══ EXTRACTED ENTRIES ══
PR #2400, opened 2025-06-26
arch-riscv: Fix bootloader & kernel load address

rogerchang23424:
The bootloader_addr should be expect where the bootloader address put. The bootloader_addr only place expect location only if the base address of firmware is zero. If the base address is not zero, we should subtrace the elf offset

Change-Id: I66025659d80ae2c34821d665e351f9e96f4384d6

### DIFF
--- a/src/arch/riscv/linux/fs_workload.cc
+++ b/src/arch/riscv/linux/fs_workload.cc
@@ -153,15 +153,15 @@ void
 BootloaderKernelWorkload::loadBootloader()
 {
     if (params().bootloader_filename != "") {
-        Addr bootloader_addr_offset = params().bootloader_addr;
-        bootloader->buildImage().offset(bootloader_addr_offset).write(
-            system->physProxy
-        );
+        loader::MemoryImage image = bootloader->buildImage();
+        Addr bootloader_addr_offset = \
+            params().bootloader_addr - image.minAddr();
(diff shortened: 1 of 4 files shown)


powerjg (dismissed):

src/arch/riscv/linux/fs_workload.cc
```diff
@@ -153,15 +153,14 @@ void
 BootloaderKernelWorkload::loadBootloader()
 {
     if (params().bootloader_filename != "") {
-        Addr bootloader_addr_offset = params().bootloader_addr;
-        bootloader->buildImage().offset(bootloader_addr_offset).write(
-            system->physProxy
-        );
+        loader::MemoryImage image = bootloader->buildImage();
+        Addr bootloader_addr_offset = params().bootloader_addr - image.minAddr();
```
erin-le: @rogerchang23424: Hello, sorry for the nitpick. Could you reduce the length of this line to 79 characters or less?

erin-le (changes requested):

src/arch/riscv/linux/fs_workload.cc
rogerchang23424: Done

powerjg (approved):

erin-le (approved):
═══
## PROBLEM DETAILS
What is needed is an exact copy of all the entries.

## WRITTEN SOLUTION
PR #2400, opened 2025-06-26
arch-riscv: Fix bootloader & kernel load address

rogerchang23424:
The bootloader_addr should be expect where the bootloader address put. The bootloader_addr only place expect location only if the base address of firmware is zero. If the base address is not zero, we should subtrace the elf offset

Change-Id: I66025659d80ae2c34821d665e351f9e96f4384d6

### DIFF
--- a/src/arch/riscv/linux/fs_workload.cc
+++ b/src/arch/riscv/linux/fs_workload.cc
@@ -153,15 +153,15 @@ void
 BootloaderKernelWorkload::loadBootloader()
 {
     if (params().bootloader_filename != "") {
-        Addr bootloader_addr_offset = params().bootloader_addr;
-        bootloader->buildImage().offset(bootloader_addr_offset).write(
-            system->physProxy
-        );
+        loader::MemoryImage image = bootloader->buildImage();
+        Addr bootloader_addr_offset = \
+            params().bootloader_addr - image.minAddr();
(diff shortened: 1 of 4 files shown)


powerjg (dismissed):

src/arch/riscv/linux/fs_workload.cc
```diff
@@ -153,15 +153,14 @@ void
 BootloaderKernelWorkload::loadBootloader()
 {
     if (params().bootloader_filename != "") {
-        Addr bootloader_addr_offset = params().bootloader_addr;
-        bootloader->buildImage().offset(bootloader_addr_offset).write(
-            system->physProxy
-        );
+        loader::MemoryImage image = bootloader->buildImage();
+        Addr bootloader_addr_offset = params().bootloader_addr - image.minAddr();
```
erin-le: @rogerchang23424: Hello, sorry for the nitpick. Could you reduce the length of this line to 79 characters or less?

erin-le (changes requested):

src/arch/riscv/linux/fs_workload.cc
rogerchang23424: Done

powerjg (approved):

erin-le (approved):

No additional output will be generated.